# Attic Scenario



## johnjo (8 Feb 2010)

Hi, Anybody know the ins and outs of attic coversions - habitable/non-habitable? Basically, I'm in the process of selling my house - a couple of years ago, I boarded out the attic floor (screwed chipboard down) and put some insulation in the rafters and put a velux in the rear - never did anything structural, all the space was for was storage. A potential buyer got a local engineer to survey the house - this guy has flagged my DIY work in the attic as a possible flout of planning and doesn't comply with regs? How can this be - as the attic is 'non-habitable' and is only used for storage?


----------



## Lex Foutish (8 Feb 2010)

Hi Johnjo. I reckon that the only problem you have is the Velux window. Up to recently, at least, if you put in a Velux window, you had to have planning permission to do so. However, I think that this only applied to the front of the house, i.e., if it faced out the back, there wasn't a problem. At worst, I reckon you'll have to apply for retention but you will have to check with your local planning department.. 

And it's quite possible that the buyer really likes your house and he/she sees this as a possible way for getting you to drop the price, now that they've discovered a "problem."


----------



## mathepac (8 Feb 2010)

What specific regulations does he claim the floor does not comply with?

I am not aware of any specific regulations a floored-out attic used for occasional storage must comply with, other than those which might apply to a regular unfloored attic.


----------



## Sconhome (8 Feb 2010)

They are trying it on to get you to drop your price.

Unless you have a fixed permanent staircase to the attic there are no grounds for this to be classed as anything other than storage space.

As them for a summary of the items that are causing the engineer problems with his interpretation of the planning guidelines and the building regulations. Also ask for the engineers qualifications.


----------



## DBK100 (8 Feb 2010)

If the attic space is described in sales information and used for storage then you have no problem.

The engineer is possibly not entirely familiar with the regulations, or has for some reason thought the attic to be a habitable space, or you have a purchaser who is trying to hammer down the price.

A rear facing Velux (or similar manufacturer's) roof light serving an attic store does not require planning permission. This issue has been surrounded by quite a lot of confusion in the past.
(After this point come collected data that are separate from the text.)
PR #2151, opened 2018-10-05
Improve file synchronization

### LINKED ISSUE #298: [Hdf5Widget] Improve synchronize
Synchronization
- should not change expanded nodes
- should not change selected items

### LINKED ISSUE #2083: [silx view] Add a toolbutton to reload the hdf5 file

### LINKED ISSUE #2087: [silx view] synchronize (reload) h5 file is broken
There is a typo in the indentation leading to an exception (see patch below) and the content of the tree is not updated anyway.
Doing a remove and opening again the file works.

Patch:
```
--- a/silx/app/view/CustomNxdataWidget.py
+++ b/silx/app/view/CustomNxdataWidget.py
@@ -944,10 +944,10 @@ class CustomNxdataWidget(qt.QTreeView):
             if edited:
                 item.setAxesDatasets(datasets)
 
-        dataset = item.getSignalDataset()
-        newDataset = self.__replaceDatasetRoot(dataset, removedRoot, loadedRoot)
-        if dataset is not newDataset:
-            item.setSignalDataset(newDataset)
+            dataset = item.getSignalDataset()
+            newDataset = self.__replaceDatasetRoot(dataset, removedRoot, loadedRoot)
+            if dataset is not newDataset:
+                item.setSignalDataset(newDataset)

```

vallsv:
- Close and reload files (hack allowing to synch file)
   - As result, virtual HDF5 or displayed data are not updated but removed
   - This issue needs a bigger understanding and rework to be fixed
- Returns expanded tree and selection
- Icon to sync a file (to work, the root of the tree have to be selected)

Closes #298 (not part of the treeview, but part of silx view)
Closes #2083 
Closes #2087

### DIFF
--- a/silx/app/view/Viewer.py
+++ b/silx/app/view/Viewer.py
@@ -25,7 +25,7 @@
 
 __authors__ = ["V. Valls"]
 __license__ = "MIT"
-__date__ = "05/10/2018"
+__date__ = "08/10/2018"
 
 
 import os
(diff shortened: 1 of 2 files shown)


t20100:
The behavior of the icon is misleading, it would be better to make it synchronize the file of selected items rather than not doing anything when the selected item is not a file.

Otherwise, it looks to work fine and is good to have until we have "in-place" synchronization.

vallsv:
You are right, i was lazy. I will fix the icon.

vallsv:
It's done.

If a subitem is selected the full file is updated.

While this is not stated specifically in the planning regulation’s list of exemptions, an Bord Pleanala has ruled on this issue:

_"NOW THEREFORE An Bord Pleanála, in exercise of the powers conferred on it by
section 5 (3) (a) of the 2000 Act, hereby decides that -
(a) the said installation of six number roof lights in the eastern roof plane of the
dwelling house *is development and is exempted development, ...**"*

[broken link removed]
[broken link removed]
_
You can refer the purchaser, their solicitor etc. to the above case.

You have created a storage space not a habitable space, therefore:
Fire regulations (Part B) do not apply,
Ventilation regulations (Part F) do not apply - (Where heights are regulated),
Staircase Requirements do not apply (Part K), as you have created a store, and therefore could have installed only a ladder.
Structural requirements (Part A) are not applicable as you are merely storing stuff in an attic, which is something that is routinely done. (A proper attic conversion designed as habitable space would normally require ceiling joists to be strengthened to carry additional loading).
Insulation & Ventilation requirements (to prevent condensation within the roof structure) remain unchanged, -there is no requirement to upgrade roof insulation when flooring out an attic for storage (although it would be beneficial to do so).
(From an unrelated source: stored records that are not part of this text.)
PR #2153, opened 2018-10-08
HDF5 tree nexus class format issue

t20100:
This PR fixes an issue I got with python 3.4, h5py 2.7.1, PyQt5, where `__nx_class` was already a `str`.

### DIFF
--- a/silx/gui/hdf5/Hdf5Item.py
+++ b/silx/gui/hdf5/Hdf5Item.py
@@ -1,7 +1,7 @@
 # coding: utf-8
 # /*##########################################################################
 #
-# Copyright (c) 2016-2017 European Synchrotron Radiation Facility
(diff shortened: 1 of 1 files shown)


vallsv:
Did you check if this code is also used somewhere else? I am pretty sure it is a copy paste.

vallsv:
I think it is better to use `six` as it will be easier to remove Python2 code.

t20100:
I didn't checked if it is a copy-paste, I just fixed the issue I encountered in `silx view` which prevented using it.

vallsv:
And the `try-except-everything` can be replaced by `obj.attrs.get("NX_class", None)`, which is safer

kif:
I confirm I copy-pasted some code from PierreK

PR #3168, opened 2020-07-28
Speed up image.tomography.get_next_power()

pierrepaleo:
The module `silx.image.tomography` uses a function `get_next_power()` which, given an integer `n`, finds the next "friendly" power of `(2, 3, 5 ,7)`. This is used for padding data before performing FFT.

The current implementation builds a sorted list of numbers in the form `(2**a)*(3**b)*(5**c)*(7**d)`, and finds the "next friendly power" by bisection. 

Building this list takes some time, which can be noticeable if `get_next_power()` is needed many times. In this PR, the list of powers is cached in a LRU structure.

### DIFF
--- a/silx/image/tomography.py
+++ b/silx/image/tomography.py
@@ -32,6 +32,7 @@ __date__ = "12/09/2017"
 
 import numpy as np
 from math import pi
+from functools import lru_cache
 from itertools import product
 from bisect import bisect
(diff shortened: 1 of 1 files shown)


pierrepaleo:
By the way I wonder if `get_next_power()` and `generate_powers()` should belong to `silx.math.fft`. Any thoughts ?

PR #3176, opened 2020-08-27
silx view: Prevent collapsing browsing panel, Added `-f` command line option

### LINKED ISSUE #3169: [silx view] The right panel can be hidden for users
The right panel can be hidden (drag the panel and hide it on the side).

The layout configuration is saved.

As result, the next user can be surprised not to found the right panel. And reach it back is kind of magic.

Feed back from scientists.

Proposal: Add an option in the `Window` menu to hide and show the right panel using the same layout feature used to hide it with the mouse. So what it became obvious to hide/show the right panel.

t20100:
This PR prevents from completely hiding the left panel and adds the `-f` option to silx view as a short-cut for `--fresh`.

I choose to solve issue #3169 by disabling collapsing of the spliter since it is a simple an clean way to solve it.
The alternative of making sure the browsing panel  is visible sounds more complicated for little improvement if any.

closes #3169

### DIFF
--- a/doc/source/applications/view.rst
+++ b/doc/source/applications/view.rst
@@ -48,7 +48,7 @@ Options
   -h, --help           Show this help message and exit
   --debug              Set logging system in debug mode
   --use-opengl-plot    Use OpenGL for plots (instead of matplotlib)
-  --fresh              Start the application using new fresh user preferences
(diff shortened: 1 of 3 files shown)


vallsv:
Sounds good to me.

PR #3179, opened 2020-08-31
Remove LEFT_BTN filter on FocusManager

### LINKED ISSUE #3178: [plot] Middle-click panning is not used for roi edition
It would be good to be consistent with this behaviour

vallsv:
This PR remove a filter with was used on `FocusManager` in order to limit the manager to the left button.
It sounds like a typo.

As result `DrawSelectMode` can be used within middle click pan.

Closes  #3178

But maybe this `FocusManager` behavior was normal and there is better way to fix the middle pan in `DrawSelectMode`.

Changelog: Fix FocusManager on plot interaction

### DIFF
--- a/silx/gui/plot/PlotInteraction.py
+++ b/silx/gui/plot/PlotInteraction.py
@@ -1350,12 +1350,11 @@ class FocusManager(StateMachine):
     """
     class Idle(State):
         def onPress(self, x, y, btn):
-            if btn == LEFT_BTN:
-                for eventHandler in self.machine.eventHandlers:
-                    requestFocus = eventHandler.handleEvent('press', x, y, btn)
-                    if requestFocus:
-                        self.goto('focus', eventHandler, btn)
-                        break
+            for eventHandler in self.machine.eventHandlers:
+                requestFocus = eventHandler.handleEvent('press', x, y, btn)
+                if requestFocus:
+                    self.goto('focus', eventHandler, btn)
+                    break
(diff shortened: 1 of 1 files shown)


t20100:
Yes, looks like a typo.

t20100:
Actually, the modification was done 4 months ago in the other direction to fix an issue with polygons, see #3033 

So, it seems it needs a bit more digging to fix #3178 without ending-up undoing PR #3033...
I'm looking into it.

t20100:
With the current change, pressing and releasing the middle button while creating a polygon ROI makes a mess.
Reproducible with `examples/plotInteractiveImageROI.py`

vallsv:
Yes sure, i was afraid of side effects.

I think during the focus, if another button is pressed, the focus should be cancelled. The focus became then kind of exclusive. That's the easiest way to fix it. It removes a lot of flexibility, which could be convenient, but i don't think we really need it.

If you think it is good enough, i can make a try.

t20100:
I am looking at refactoring the basic interaction code to have consistent features (i.e., zoom on wheel and pan on middle click) across all interaction modes and reserve only left button for custom interaction.

vallsv:
Sounds good and the easiest route.

t20100:
Easier to say than to do...

t20100:
Closing as supersede by PR  #3291 
Larger refactoring is needed: #3292

PR #3180, opened 2020-09-02
silx.gui.plot.items: Added `DATA_BOUNDS` visualization parameter for `Scatter` item histogram bounds

### LINKED ISSUE #3177: [scatter] Histo ranreding with BINNED_STATISTIC_SHAPE and GRID_BOUNDS
I would like to know if `BINNED_STATISTIC_SHAPE` uses `GRID_BOUNDS`.

I though it was the case, but with few rework of Flint i doubt about it. Or i have buggy metadata.

I feel like only the data bound is used.
It would be nice to use the grid bound too, in order to stabilize the cell size with live scatters.
I guess it should not be a huge fix.

t20100:
This PR adds `VisualizationParameter.DATA_BOUNDS` to set the histogram range for binned statistics.

As it is, it is completely decoupled from `GRID_BOUNDS`, but it could be related, e.g., using `GRID_BOUNDS` if `DATA_BOUNDS` is not defined.

It would be cleaner to replace `GRID_BOUNDS` with `DATA_BOUNDS` as in this PR and a `GRID_DIRECTION` or `GRID_ORIENTATION` providing the information about whether X and Y increase or decrease from one point to the next, i.e., `(y direction, x direction)`... but that would change the API or make it redundant.

closes #3177

### DIFF
--- a/silx/gui/plot/items/core.py
+++ b/silx/gui/plot/items/core.py
@@ -1067,6 +1067,15 @@ class ScatterVisualizationMixIn(ItemMixInBase):
         Available reduction functions are: 'mean' (default), 'count', 'sum'.
         """
 
+        DATA_BOUNDS = 'data_bounds'
+        """The expected bounds of the data in data coordinates.
+
+        A 2-tuple of 2-tuple: ((ymin, ymax), (xmin, xmax)).
+        This provides the expected data ranges in both dimensions.
+
+        WARNING: dimension 0 i.e., Y first.
+        """
+
     _SUPPORTED_VISUALIZATION_PARAMETER_VALUES = {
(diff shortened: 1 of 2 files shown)


vallsv:
I would prefer to use the ranges as an hint.

I can vaguely know the range, but the real data could be outside. So i think it would be better to min/max the data within the provided range, and not overwrite the min/max data.

What do you think?

t20100:
OK, I'll change that.

t20100:
I changed `DATA_BOUNDS` to `DATA_BOUNDS_HINT` so that the hint is eventually enlarged with actual data bounds.

vallsv:
LGTM. Works as expected.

In short, and from the information you have provided, your attic work to provide storage space does not contravene any Building Regulations or Planning Regulations (unless the house is a Protected Structure).

DBK100 - MESH Architects_
http://www.mesh.ie/
_


----------



## onq (8 Feb 2010)

If its _not_ an actual attic "conversion" you should make that clear at the outset.

If it _is_ an attic conversion you will also need - as a minimum - to comply with:

Part B
http://www.environ.ie/en/Publicatio...ng/BuildingStandards/FileDownLoad,1640,en.pdf

and 

Part K
http://www.environ.ie/en/Publicatio...ng/BuildingStandards/FileDownLoad,1651,en.pdf

Insulation should be installed in compliance with Part F of the Building Regulations

Part F Dia. 6, P.11 of 
http://www.environ.ie/en/Publicatio...ng/BuildingStandards/FileDownLoad,1647,en.pdf

Your work may affect other building regulations and other areas of legislation.

If your house is a protected structure or in an architectural conservation area, there may be other issues involved.

You may need to take professional advice on this if you are not technically competent in these areas.

Take note that some attic conversion companies may not be technically competent either and you should seek professional advice either privately or from the Council.

This advice above is given remote from the action and is based on what may be inadequate information about the installation.

My best advice is that you should retain a building professional to advise you.

FWIW

ONQ.

[broken link removed]


----------